Supply and demand imbalances during the first quarter of 2012 resulted in a substantial amount of volatility in tax-exempt yield levels. Demand during January and early February was incredibly strong as a result of very heavy roll-over investment of January 1st and February 1st coupons/calls/maturities. This reinvestment demand pressured yields in 10-years to fall by 16 basis points (bps) to a low of 1.67% on January 19th, which created some concerns that absolute yield levels had become too low on maturities 10 years and shorter. Consequently, investors began to target longer maturities in the 15 to 20 year range, which led to a decline of 48 bps in yield on 20-year bonds to a low of 2.70% on February 1st. Since that time, the technical environment has seen a dramatic shift, with demand cooling substantially ahead of the tax-filing season and new-issue supply increasing dramatically. The net result was an increase in 10-year yields of 43 bps over the last two months of the quarter.

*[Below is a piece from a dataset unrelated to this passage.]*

PR #2434, opened 2026-08-19
[experiment, do not merge] A5 mixed-kernel stall: bisect midpoint 471b0102 (A5 job only)

luohuan19:
Throwaway branch. **Do not merge, do not review** — one on-board A5 run, then closed and deleted.

This branch runs **exactly one job**: `a5-experiment / a5-qwen3-mixed`. It adds a standalone `a5-exp.yml` with no lint / unit-test / docs gate in front of the A5 job, and removes the `pull_request` trigger from `ci.yml` so the full matrix never runs here and never competes for the shared NPU pool. (`toolchain` is kept only as the source of the ptoas version and pto-isa commit that `setup-ci-job` needs — GitHub-hosted, ~13s, no in-house slot.)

Supply during the first quarter was up sharply from last year, primarily as a result of refinancing/refunding of currently-callable structures. Overall supply increased by 63.5% to a total of $78.2 billion, with 47% of this amount directly related to refinancings. That’s an increase of 159% over first quarter 2011 refinancings and a 74% increase over the average refinancing volume for the period 2006 to 2010. The refinancings have been driven in large part by the near-record low interest rate environment and the need for municipalities to garner budgetary savings wherever they can find them.

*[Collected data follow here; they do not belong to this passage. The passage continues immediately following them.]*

Issue #2804, opened 2015-06-26
PostgreSQL: Initial new PostgreSQL Persistence Service.


lewie:
I am using it since OpenHab 1.4, this Version I have extended now for 1.8.
Its rewritten and extended originally from the MySQL-Service.
Main Differences:
- Tablenames are more readable
- Tablenames can be reconfigured
- Can work with original Databasemodel of MySQL- Service

Advantage over jba-Persistence-Binding:
Every Item gets its own Table with matching data type.

```
############################ PostgreSQL Persistence Service ##################################
#
# the database url like 'jdbc:postgresql://<host>:<port>/<user>'
# postgresql:url=jdbc:postgresql://192.168.0.1:5432/ohDatabase

# the database user
#postgresql:user=

# the database password
#postgresql:password=

# I T E M   O P E R A T I O N S
# optional tweaking postgresql datatypes
# see: http://www.postgresql.org/docs/9.3/static/datatype.html
# defaults:
#postgresql:sqltype.CALL=			VARCHAR(200)
#postgresql:sqltype.COLOR=			VARCHAR(70)
#postgresql:sqltype.CONTACT=		VARCHAR(6)
#postgresql:sqltype.DATETIME=		TIMESTAMP
#postgresql:sqltype.DIMMER=			SMALLINT
#postgresql:sqltype.LOCATION=		VARCHAR(30)
#postgresql:sqltype.NUMBER=			DOUBLE PRECISION
#postgresql:sqltype.ROLLERSHUTTER=	SMALLINT
#postgresql:sqltype.STRING=			VARCHAR(65500)
#postgresql:sqltype.SWITCH=			VARCHAR(3)

# For Itemtype "Number" default decimal digit count (optional, default: 3) 
#postgresql:numberDecimalcount=

# T A B L E   O P E R A T I O N S
# Tablename Prefix generation, using Item real names or "item" (optional, default: false -> "item") 
#postgresql:tableUseRealItemNames=

# Tablename Suffix length (optional, default: 4 -> 0001-9999) 
#postgresql:tableIdDigitCount=

# Rename existing Tables using tableUseRealItemNames and tableIdDigitCount (optional, default: false) 
# USE WITH CARE! Deactivate after Renaming is done!
#postgresql:rebuildTableNames=
```

Regards 
Helmut

hakan42:
[...]

PR #2805, opened 2015-06-26
 PostgreSQL: Initial new PostgreSQL Persistence Service. #2804 

lewie:


bundles/persistence/org.openhab.persistence.postgresql/META-INF/MANIFEST.MF
```diff
@@ -0,0 +1,23 @@
...
+Import-Package: org.apache.commons.collections.iterators,
+ org.apache.commons.lang,
+ org.openhab.core.autoupdate,
+ org.openhab.core.binding,
+ org.openhab.core.items,
+ org.openhab.core.library.items,
+ org.openhab.core.library.types,
+ org.openhab.core.persistence,
+ org.openhab.core.types,
+ org.openhab.io.net.http,
```
teichsta: is that import really used in your code?

bundles/persistence/org.openhab.persistence.postgresql/java/org/openhab/persistence/postgresql/internal/PostgresqlItem.java
```diff
@@ -0,0 +1,49 @@
...
+	public Date getTimestamp() {
+		return timestamp;
+	}
+
+	@Override
+	public String toString() {
+		return DateFormat.getDateTimeInstance().format(timestamp) + ": " + name + " -> "+ state.toString();
+	}
+
+}
```
teichsta: add new line

bundles/persistence/org.openhab.persistence.postgresql/java/org/openhab/persistence/postgresql/internal/PostgresqlPersistenceService.java
```diff
@@ -0,0 +1,976 @@
...
+
+			if (rowId == 0) {
+				throw new SQLException(getName()+": Creating table for item '{}' failed.", itemName);
+			}
+
+			// Create the table name with real Item Names
+			//String pre = itemName.replaceAll(ITEM_NAME_PATTERN, ""); 
+			//tableName = pre + rowId;
+			// Create the table name
+			//tableName = getTableNamePrefix(itemName) + formatRight(rowId, tableIdDigitCount);
```
teichsta: remove commented code

teichsta:
Hi @lewie,

i had a quick look through the code. Please find my comments inline and some general comments below:

* move code to src/main/java
* add license header to each file (or update to 2015) - use ‘''mvn -Dyear=2015 license:format’'' to accomplish that easily
* finally squash your commits into one

Since this binding seem to be a merely a copy of the mysql binding this leads to tremendous code duplication which i am not very keen on. Have you had a look into the JPA binding? Would that work for you as well?

Best, Thomas E.-E.

lewie:
Absolutely, I agree! But JPA is saving Item values all in one Table as Strings, for me this is not a good solution (limited scalability).

As you can see, I have build in a Function for Table renaming (Prefix as Itemnames or simple "item", Suffix as ID with zeros filled).
Thought about to extend this idea for JPA, so that it can work with to Database models:
**Model1:** one Table with Strings 
OR 
**Model2:** every Item a Table with typical datatypes for each Item (only for SQL-Drivers).

In short, this would be a Merge of Mysql-, PostgreSql-, JPA-Service to one Extended-JPA-Service.

But it takes Time, we all don't have, isn't it.
I would like to implement, but rather facing to OpenHab2.

Rgds
Helmut

lewie:
OK, STOP! 
I hate code duplication too much.
Will do the light solution:
**Model3:** Merging Mysql- and PostgreSql-Service for now and OpenHab1.

What do you think of this solution?

What would be a good name:
 "MyPostreSQL"?

Rgds
Helmut

watou:
Just to add one voice as a user of MySQL persistence: I would _not_ like to see the existing MySQL persistence code changed to accommodate an additional database engine, since this will cause issues.  Perhaps either evolve the JPA persistence bundle, or make a new, generic JDBC persistence bundle that works with PostgresSQL and possibly other configurable JDBC drivers (but knowing that driver-swappable JDBC under OSGi is a configuration headache, along the lines of [this](http://freemanfang.blogspot.ie/2012/03/how-to-use-jdbc-driver-in-osgi.html), for example).

lewie:
@watou: Then a generic JDBC persistence bundle would be the best Choice, isn't it.
Externalize the Driver (jar) and SQL Part from Service Logic.
I will do some Tests... stay tuned.

Either way, it would, however, be an additional Bundle.
The Naming would be more generally. (not PostgreSql as this PR) 

Rgds
Helmut

watou:
Based on a quick read through the MySQL and JPA code, I agree that a more generic JDBC persistence bundle would make sense, with the goal that it would support as many JDBC drivers as users expressed interest in using.  Eventually, it could obsolete the MySQL persistence bundle and yet be fully compatible with existing MySQL databases that were created by the MySQL persistence bundle.  That way, you get PostgresSQL support but without creating "yet another" database-specific persistence bundle, and without disturbing the existing MySQL bundle. I'm sure Kai, Thomas and others have thoughts and know the history better, but this is my take for now.

lewie:
@watou: That sounds great for me.

The only Thing I want to say:
I'm not a SQL Guru for several Databases and its peculiarities.
I would begin to program it for MySql and PSql at first, based on the ideas in JPA, MySql and PostgreSql services.
True specialists could then do improvements for SQL and the program structure. But a start to bring together all JDBC persistence services would be made. 

My name proposal for the new Service would be: "JDBC" ;-)

@teichsta: In the meantime, I withdraw my PR

Rgds
Helmut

However, first quarter new money financing of $26.4 billion remains at anemic levels, with a decrease of 3% relative to 2011. When compared to the 5-year average for the period from 2006 to 2010, the percentage decline is substantial with a decrease of 51%. These numbers suggest that most of the austerity measures at the state and local level are still in force and portends a modest new-money issuance cycle for 2012.
In the near term, technicals should gradually improve. After the tax-filing season has passed in mid-April, the market begins to move closer to another upswing in heavier reinvestment flows in May, June and July. Additionally, with most of the refinancing supply targeting currently-callable structures, a large number of investors will receive the proceeds of these calls and will need to redeploy them in the market.
Based on the positive trend for demand flows, the outlook for the municipal market is for relative performance to be positive over the next quarter. But as in the first quarter, the market should continue to experience significant swings in relative valuation levels. Current 10-year tax-adjusted municipal yield spreads versus Treasuries are at 104 bps, which is substantially higher than the 54 bps spread that existed on January 19th. Current spreads also remain well-below the 173 bps spread that existed on October 7, 2011. Consequently, tax-exempt spread levels look to be fairly valued today. However, with approximately 50% of the market’s new-issue supply made up of rate-sensitive refinancings, the market could experience very volatile performance on either a sharp increase in supply or any substantial spike in yields. In the latter case, significant yield increases could reduce the potential savings of refinancings and drastically reduce the pace of supply during 2012, resulting in tax-adjusted spreads tightening dramatically from current levels. In either case, we will continue to closely monitor supply/demand dynamics over the coming quarter and look to trade on imbalance-related opportunities as they occur.